Practice Proactive Cybersecurity: In the past, organizations have been focused on reactive cybersecurity. This is focusing on how to respond to an event after it has occurred. Today, this is not going to cut it. Organizations must move to a proactive cybersecurity response. It’s not if you will be impacted by a detrimental cyber incident…but when. Even if you have the strongest security in the world, you will be helpless when a vendor bleeds your information. That’s why it is important to assume these incidents will occur and proactively prepare for them. One critical way to do this is to prepare incident response playbooks. Playbooks help your team stay cohesive when an event occurs. This way, everyone understands what they are responsible for, and everyone is working in tandem to achieve the same outcome. During an event, moments are critical. You don’t want to waste them bickering about how to respond. You want to have your response dictated beforehand so that everyone in the organization is rowing the boat in the same direction instead of looking for a life raft.

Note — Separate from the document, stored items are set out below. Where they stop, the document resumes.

PR #1087, opened 2024-11-25
5) rust: use AsRef/AsMut in compute interface

crop2000:
the current compute function signature looks like this:
```
	pub fn compute(&mut self, count: usize, inputs: &[&[FaustFloat]], outputs: &mut [&mut [FaustFloat]]){
```
this prevents us from passing a mutable reference as input buffer slice.
in the case one wants to chain dsps where the outputs of one dsp are used as the input of another it would be good if one can pass pass same slice that is used as the output of one dsp as input of another. but in that case one would pass a mutable reference. which is not possible with the current function signature.
this pr changes the functions to be more general. so that one can pass a mutable reference to the the input.
The new now looks like this:
```
	pub fn compute<I, O>(
		&mut self,
		count: usize,
		inputs: &[I],
		outputs: &mut [O],
	) where
		I: AsRef<[FaustFloat]>,
		O: AsMut<[FaustFloat]>,
	{
```
this change should be fully backwards compatible. (as first attemps have shown that needs some review and improvements of testing)

Because I found out that my earlier introduced compute_array interface is not contributing to the performance i removed it here again because it would make this change more complicated.

### DIFF
--- a/tests/impulse-tests/Makefile
+++ b/tests/impulse-tests/Makefile
@@ -122,10 +122,9 @@ travis:
 #########################################################################
 # automatic github action test
 github_action:
-	$(MAKE) -f Make.rust outdir=rust/osec CARGOOPTIONS="" FAUSTOPTIONS="-I ../../libraries/ -double -os -ec -rnt -a archs/rust/architecture_osecrnt.rs"
-	$(MAKE) -f Make.rust outdir=rust/os CARGOOPTIONS="" FAUSTOPTIONS="-I ../../libraries/ -double -os -rnt -a archs/rust/architecture_osrnt.rs"
 	$(MAKE) -f Make.rust outdir=rust/no CARGOOPTIONS="" FAUSTOPTIONS="-I ../../libraries/ -double -a archs/rust/architecture_trait.rs"
-	$(MAKE) -f Make.gcc outdir=cpp/double/os lang=cpp arch=impulsearch7ter.cpp FAUSTOPTIONS="-I dsp -double -os"
+	$(MAKE) -f Make.rust outdir=rust/cm CARGOOPTIONS="" FAUSTOPTIONS="-I ../../libraries/ -double -cm -a archs/rust/architecture_cm.rs"
+	$(MAKE) -f Make.rust outdir=rust/ecrnt CARGOOPTIONS="" FAUSTOPTIONS="-I ../../libraries/ -double -ec -rnt -a archs/rust/architecture_ecrnt.rs"
 	$(MAKE) -f Make.gcc outdir=cpp/double lang=cpp arch=impulsearch.cpp FAUSTOPTIONS="-I ../../libraries/ -I dsp -double"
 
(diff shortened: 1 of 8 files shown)


crop2000:
@sletz this one is also ready

tests/impulse-tests/Makefile
```diff
@@ -122,10 +122,7 @@ travis:
 #########################################################################
 # automatic github action test
 github_action:
-	$(MAKE) -f Make.rust outdir=rust/osec CARGOOPTIONS="" FAUSTOPTIONS="-I ../../libraries/ -double -os -ec -rnt -a archs/rust/architecture_osecrnt.rs"
```
sletz, line 125: Why do you remove the tests here ? (I think it make sense to keep all of them)

crop2000: The rational was to only keep tests that relate to a change in ci. I don't have a strong opinion on this.

sletz:
You wrote **this change is fully backwards compatible** but `faust2portaudiorust` and `faust2jackrust` are broken after this change.  So what are existing projects supposed to do ?

crop2000:
I made a mistake before because i thought i already implemented the most general interface.
Now i wrote a test to compare different interfaces and updated the pr accordingly.
[here](https://gist.github.com/crop2000/12af81bd2093fb43cacf6f90ef7af90d) is the test for documentation.
I also updated some architecture files so that the cover differently typed buffers to be passed to the compute function.

crop2000:
I think i will update the PR one more time to match the function signature as i updated it in the pr description above.

bluenote10:
>  @bluenote10 could I ask your "more expert than me" overview on this PR ?

Sure I can look into this in a bit more detail, but will probably only get to it next weekend.

crop2000:
i just realized the function signature can be simplified with the same meaning:
```
pub fn compute(&mut self, count: usize, inputs: &[impl AsRef<[FaustFloat]>], outputs: &mut [impl  AsMut<[FaustFloat]>])
```
lets see if i can make this change before the review ... but functionally this should be equivalent to the current version.

bluenote10:
I had a closer look now into this, and as far as I can see this should be all fine!

I was re-rerunning [all my benchmarks](https://github.com/bluenote10/RustFaustExperiments/tree/master/Benchmarks) before and after that change to get a better feeling of how the generated code looks, and if it has an impact on performance. For what I've seen it all looks fine to me, and I would assume that it likely produces the same assembly anyway.

crop2000:
@sletz @bluenote10 thanks for having a look. I am also preparing benchmarks,  but havnt cleaned them up.

sletz:
> @sletz @bluenote10 thanks for having a look. I am also preparing benchmarks, but havnt cleaned them up.

Should I wait for that before merging ?

crop2000:
@sletz no need to wait for publishable benchmarks.

sletz:
Merged, thanks.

As our reliance on digital tools increases, so too will our risk from cybercrime. This will only make cyber insurance more necessary while also being harder to get. Organizations will need to be proactive about improving their cybersecurity practices. This includes building digital event response playbooks, conducting periodic penetration testing and vulnerability scanning, while implementing multifactor authentication, creating regular backups, and enabling audit logging. This is what organizations can do to prepare themselves for mounting security requirements for cyber insurance. It will also be necessary to be ever diligent about inspecting insurance policies for clauses that might unfairly advantage the insurance carrier over you. This is where consulting someone who is an expert in both insurance and cybersecurity will be paramount.